_Data_
PR #1760, opened 2025-12-08
fix: remove dry-run from model upgrade

ale8k:
## Description
Increases the retry to a few minutes, sometimes it can run on that long waiting for the machine to become ready leading to inconsistent results.

It was also only dry running the upgrades. 

https://asciinema.org/a/b1tcSrSM4ZhyD4qNBBb7cQhgw 

Video of it is linked above.

## Engineering checklist

- [ ] Documentation updated
- [ ] Covered by unit tests

### DIFF
--- a/internal/jimm/upgrade/upgrade.go
+++ b/internal/jimm/upgrade/upgrade.go
@@ -277,12 +277,7 @@ func (u *upgradeManager) MigrateAndUpgradeModel(ctx context.Context, user *openf
 		return controllerChosenVersion, errors.E(fmt.Errorf("failed to dial target controller: %w", err))
 	}
 
-	zapctx.Debug(ctx, "upgrading model agent after migration")
-
-	controllerChosenVersion, err = u.upgradeModel(ctx, api, modelUUID, targetVersion, true)
-	if err != nil {
-		return controllerChosenVersion, errors.E(fmt.Errorf("failed to dry-run upgrade model after migration: %w", err))
-	}
+	zapctx.Debug(ctx, "upgrading model agent after migration", zap.String("model-uuid", mi.Name))
 
 	controllerChosenVersion, err = u.upgradeModel(ctx, api, modelUUID, targetVersion, false)
 	if err != nil {
--- a/internal/jimm/upgrade/upgrade.go
+++ b/internal/jimm/upgrade/upgrade.go
@@ -212,8 +212,8 @@ func (u *upgradeManager) MigrateAndUpgradeModel(ctx context.Context, user *openf
 	var iimResult jujuparams.InitiateMigrationResult
 	if err := retry.Call(
 		retry.CallArgs{
-			Attempts: 10,
-			Delay:    5 * time.Second,
+			Attempts: 30,
+			Delay:    10 * time.Second,
 			// We could consider all errors fatal, bar: target prechecks failed: machine 0 not running (pending)
 			// IsFatalError:
 			Func: func() error {
@@ -241,8 +241,8 @@ func (u *upgradeManager) MigrateAndUpgradeModel(ctx context.Context, user *openf
 	var mi *jujuparams.ModelInfo
 	if err := retry.Call(
 		retry.CallArgs{
-			Attempts: 10,
-			Delay:    5 * time.Second,
+			Attempts: 30,
+			Delay:    10 * time.Second,
 			Func: func() error {
 				mi, err = u.jujuManager.ModelInfo(ctx, user, mt)
 				if err != nil {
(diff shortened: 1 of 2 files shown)


internal/jimm/upgrade/upgrade.go
```diff
@@ -277,21 +277,16 @@ func (u *upgradeManager) MigrateAndUpgradeModel(ctx context.Context, user *openf
...
-		// the upgrade-model command with the --reset-previous-upgrade option.
-		// We can't do that here, so we just return an error. We could possible indicate to the user here
-		// that manual intervention is required.
-	}
-	if jujuerrors.Is(upgradeErr, jujuerrors.AlreadyExists) {
-		upgradeErr = AlreadyUpgradedError
+	zapctx.Debug(ctx, "upgrading model agent after migration")
+
+	controllerChosenVersion, err = u.upgradeModel(ctx, api, modelUUID, targetVersion, true)
+	if err != nil {
```
kian99: What's the point of doing this? If it were to fail during the dry-run steps it'll fail similarly when we run it without the dry-run.

ale8k: If we fail on the upgrade, the only way to revert appears to be that flag I mentioned in the comment in the last PR. And currently, there's no manual intervention a user can do - so it's just to be on the safe side really. It also returns the chosen controller version - there's no validation right now as to whether that's the same as target, but we could also error if it doesn't match.

kian99: What I mean is, since we're not able to take advantage of the dry-run for the upgrade. Why not just remove this until we can take advantage of it.

internal/jimm/upgrade/upgrade.go
```diff
@@ -277,21 +277,16 @@ func (u *upgradeManager) MigrateAndUpgradeModel(ctx context.Context, user *openf
...
-	//nolint:staticcheck // Has a description to highlight this possibility.
-	if jujuparams.IsCodeUpgradeInProgress(upgradeErr) {
-		// Apparently upgrades can have issues, that can be manually resolved, then you can run
-		// the upgrade-model command with the --reset-previous-upgrade option.
-		// We can't do that here, so we just return an error. We could possible indicate to the user here
-		// that manual intervention is required.
-	}
-	if jujuerrors.Is(upgradeErr, jujuerrors.AlreadyExists) {
-		upgradeErr = AlreadyUpgradedError
+	zapctx.Debug(ctx, "upgrading model agent after migration")
```
kian99: Add the model name here

internal/jimm/upgrade/upgrade.go
```diff
@@ -351,3 +346,28 @@ func (u *upgradeManager) UpgradeTo(ctx context.Context, user *openfga.User, mode
 
 	return chosenVersion, nil
 }
+
+func (u *upgradeManager) upgradeModel(ctx context.Context, api juju.API, modelUUID string, targetVersion version.Number, dryRun bool) (version.Number, error) {
+	var upgradeErr error
+	var controllerChosenVersion version.Number
+
+	controllerChosenVersion, upgradeErr = api.UpgradeModel(modelUUID, targetVersion, "", false, dryRun)
```
kian99, line 349:
```suggestion
	controllerChosenVersion, upgradeErr := api.UpgradeModel(modelUUID, targetVersion, "", false, dryRun)
```

internal/jimm/upgrade/upgrade.go
ale8k: I get you, but I was more seeing phase 1 as a skeleton of sorts. So that when we come to do phase 2+ - we have some reminders here and there (same as the TODOs I left into the UpgradeTo method).

kian99 (approved):
I think we should delete the step where we set dry-run to `true` since it's not useful in this context.

internal/jimm/upgrade/upgrade.go
```diff
@@ -212,8 +212,8 @@ func (u *upgradeManager) MigrateAndUpgradeModel(ctx context.Context, user *openf
 	var iimResult jujuparams.InitiateMigrationResult
 	if err := retry.Call(
 		retry.CallArgs{
-			Attempts: 10,
-			Delay:    5 * time.Second,
+			Attempts: 30,
```
luci1900, line 215: That's an awful lot of attempts. Is it necessary even with the increased timeout?

ale8k: It might not be... But I wanted to just be safe really. I didn't add backoff as I just wanted it to simply retry a bunch every 10 seconds for 5 minutes.

kian99:
@ale8k Please update the PR title btw

internal/jimm/upgrade/upgrade.go
luci1900: I'd prefer we have a comment here to revisit this decision, even if we go with this for now for the sake of the demo.

luci1900 (approved):
Fine except for the minor comment.

PR #1761, opened 2025-12-08
feat: implement bare-minimum model get

ale8k:
## Description
Juju's show-model sources the agent-version for the controller from ModelGet. When not implemented, it causes the Juju CLI to error out detailing ModelGet wasn't implemented like so:
```
juju client not compatible with server: no such request - method ModelConfig.ModelGet is not implemented (not implemented)
re-install your juju client to match the version running on the controller
```

This now populates the version set in show-controller with JIMM's VersionInfo.Version.
And displays it like so:
```
jimm-dev:
  details:
    controller-uuid: 3217dbc9-8ea9-4381-9e97-01eab0b3f6bb
    api-endpoints: ['jimm.localhost:443']
    cloud: ""
    agent-version: 3.6.12
    agent-git-commit: unknown git commit
    controller-model-version: unknown version <- this was the offending line.
```

## Engineering checklist

- [ ] Documentation updated
- [x] Covered by unit tests

## Test instructions
Simply run show-controller.

### DIFF
--- a/internal/jujuapi/modelconfig.go
+++ b/internal/jujuapi/modelconfig.go
@@ -1,0 +1,31 @@
+// Copyright 2025 Canonical.
+
+package jujuapi
+
+import (
+	"context"
+
+	"github.com/canonical/jimm/v3/internal/jujuapi/rpc"
+	jimmversion "github.com/canonical/jimm/v3/version"
+	"github.com/juju/juju/rpc/params"
+)
+
+func init() {
+	facadeInit["ModelConfig"] = func(r *controllerRoot) []int {
+		modelGetMethod := rpc.Method(r.ModelGet)
+
+		r.AddMethod("ModelConfig", 3, "ModelGet", modelGetMethod)
+		return []int{3}
+	}
+}
+
+func (r *controllerRoot) ModelGet(ctx context.Context) (params.ModelConfigResults, error) {
+	return params.ModelConfigResults{
+		Config: map[string]params.ConfigValue{
+			"agent-version": {
+				Value:  jimmversion.VersionInfo.Version,
+				Source: "jimm",
+			},
+		},
+	}, nil
+}
--- a/internal/jujuapi/modelconfig.go
+++ b/internal/jujuapi/modelconfig.go
@@ -24,7 +24,7 @@ func (r *controllerRoot) ModelGet(ctx context.Context) (params.ModelConfigResult
 	return params.ModelConfigResults{
 		Config: map[string]params.ConfigValue{
 			"agent-version": {
-				Value:  jimmversion.JIMM_CONTROLLER_VERSION,
+				Value:  jimmversion.ControllerVersion,
 				Source: "jimm",
 			},
 		},
--- a/internal/jujuapi/modelconfig.go
+++ b/internal/jujuapi/modelconfig.go
@@ -20,7 +20,10 @@ func init() {
 	}
 }
 
-// ModelGet returns the model configuration.
+// ModelGet returns the model configuration in JIMM's case, this is used to return the "controller" model config.
+// As JIMM doesn't have a controller model, or even an agent for that matter, we simulate this.
+//
+// It is required because the CLI reports on the agent-version during a show-controller call.
 func (r *controllerRoot) ModelGet(ctx context.Context) (params.ModelConfigResults, error) {
 	return params.ModelConfigResults{
 		Config: map[string]params.ConfigValue{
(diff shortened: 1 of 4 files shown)


internal/jujuapi/modelconfig.go
```diff
@@ -0,0 +1,31 @@
...
+		r.AddMethod("ModelConfig", 3, "ModelGet", modelGetMethod)
+		return []int{3}
+	}
+}
+
+func (r *controllerRoot) ModelGet(ctx context.Context) (params.ModelConfigResults, error) {
+	return params.ModelConfigResults{
+		Config: map[string]params.ConfigValue{
+			"agent-version": {
+				Value:  jimmversion.VersionInfo.Version,
```
kian99: This will display jimm's version rather than the version of the Juju controller we claim to be.
I.e. if the previous output was,
```
    agent-version: 3.6.12
    agent-git-commit: unknown git commit
    controller-model-version: unknown version
```
When I run `juju show-controller` against a regular Juju controller I get,
```
    agent-version: 3.6.12
    agent-git-commit: d8a727fd219fea140f915a24ac267cc7b64e751a
    controller-model-version: 3.6.12
```
Where the agent-version and controller-model-version match.
With this change, the versions will be something like,
```
```
    agent-version: 3.6.12
    agent-git-commit: unknown git commit
    controller-model-version: 3.3.5 <- JIMM's version
```
I don't know what the right answer is, but we could just return the Juju ("3.6.12") version instead.

**Review by ale8k — COMMENTED** [review]
> This will display jimm's version rather than the version of the Juju controller we claim to be.
> I.e. if the previous output was,
> ```
>     agent-version: 3.6.12
>     agent-git-commit: unknown git commit
>     controller-model-version: unknown version
> ```
> When I run `juju show-controller` against a regular Juju controller I get,
> ```
>     agent-version: 3.6.12
>     agent-git-commit: d8a727fd219fea140f915a24ac267cc7b64e751a
>     controller-model-version: 3.6.12
> ```
> Where the agent-version and controller-model-version match.
> With this change, the versions will be something like,
> ```
> ```
>     agent-version: 3.6.12
>     agent-git-commit: unknown git commit
>     controller-model-version: 3.3.5 <- JIMM's version
> ```
> I don't know what the right answer is, but we could just return the Juju ("3.6.12") version instead. 

I don't really know either. I just made a presumption here that we'd use JIMM's version. They'd need to have a --target-controller to pick a controller behind JIMM. So I think for now, this is probably ok?

File: internal/jujuapi/modelconfig.go (hunk 1 above)
Comment (luci1900) [reply internal/jujuapi/modelconfig.go]: I was actually going to ask what version we should be returning. I don't think that's entirely clear to me, the argument could be made that it should be the protocol version of the proxy regardless of which controller it's proxying to.

Comment (ale8k) [reply internal/jujuapi/modelconfig.go]: I've responded below explaining why trying to pick the target controller's version *might* be problematic.

Comment (kian99) [reply internal/jujuapi/modelconfig.go]: In another method, where we need to return the controller version, we return the lowest version of controller connected to JIMM. I.e. 2 controllers connected to JIMM v3.6.9 and v3.6.12, we return v3.6.9

File: version/version.go [hunk 2]
```diff
@@ -4,6 +4,11 @@ package version
 
 import "strings"
 
+const (
+	// JIMM claims to be a 3.6.12 controller and client.
+	JIMM_CONTROLLER_VERSION = "3.6.12"
```
kian99: Could we skip the all-caps and also change this to  something like `ReportedJujuVersion` or `ControllerVersion`.
AI suggested `ReportedAgentVersion` based on the prompt,
>  What would be a good name for a variable that indicates the version of Juju that JIMM pretends to be?

kian99 (approved):

luci1900 (approved):
Looks good.

Since we control it explicitly, it's our promise that we act like that particular version. At least in theory.

internal/jujuapi/modelconfig.go
```diff
@@ -0,0 +1,32 @@
...
+func init() {
+	facadeInit["ModelConfig"] = func(r *controllerRoot) []int {
+		modelGetMethod := rpc.Method(r.ModelGet)
+
+		r.AddMethod("ModelConfig", 3, "ModelGet", modelGetMethod)
+		return []int{3}
+	}
+}
+
+func (r *controllerRoot) ModelGet(ctx context.Context) (params.ModelConfigResults, error) {
```
alesstimec, line 27: godoc, please

version/version.go
alesstimec: +inf on not using all caps!

alesstimec (approved):
LGTM modulo two comments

_Activity_
Only the lines from the one containing "Since we control" through the end of the entries above belong in the answer; repeat them exactly.

_Answer to this task_
Since we control it explicitly, it's our promise that we act like that particular version. At least in theory.

internal/jujuapi/modelconfig.go
```diff
@@ -0,0 +1,32 @@
...
+func init() {
+	facadeInit["ModelConfig"] = func(r *controllerRoot) []int {
+		modelGetMethod := rpc.Method(r.ModelGet)
+
+		r.AddMethod("ModelConfig", 3, "ModelGet", modelGetMethod)
+		return []int{3}
+	}
+}
+
+func (r *controllerRoot) ModelGet(ctx context.Context) (params.ModelConfigResults, error) {
```
alesstimec, line 27: godoc, please

version/version.go
alesstimec: +inf on not using all caps!

alesstimec (approved):
LGTM modulo two comments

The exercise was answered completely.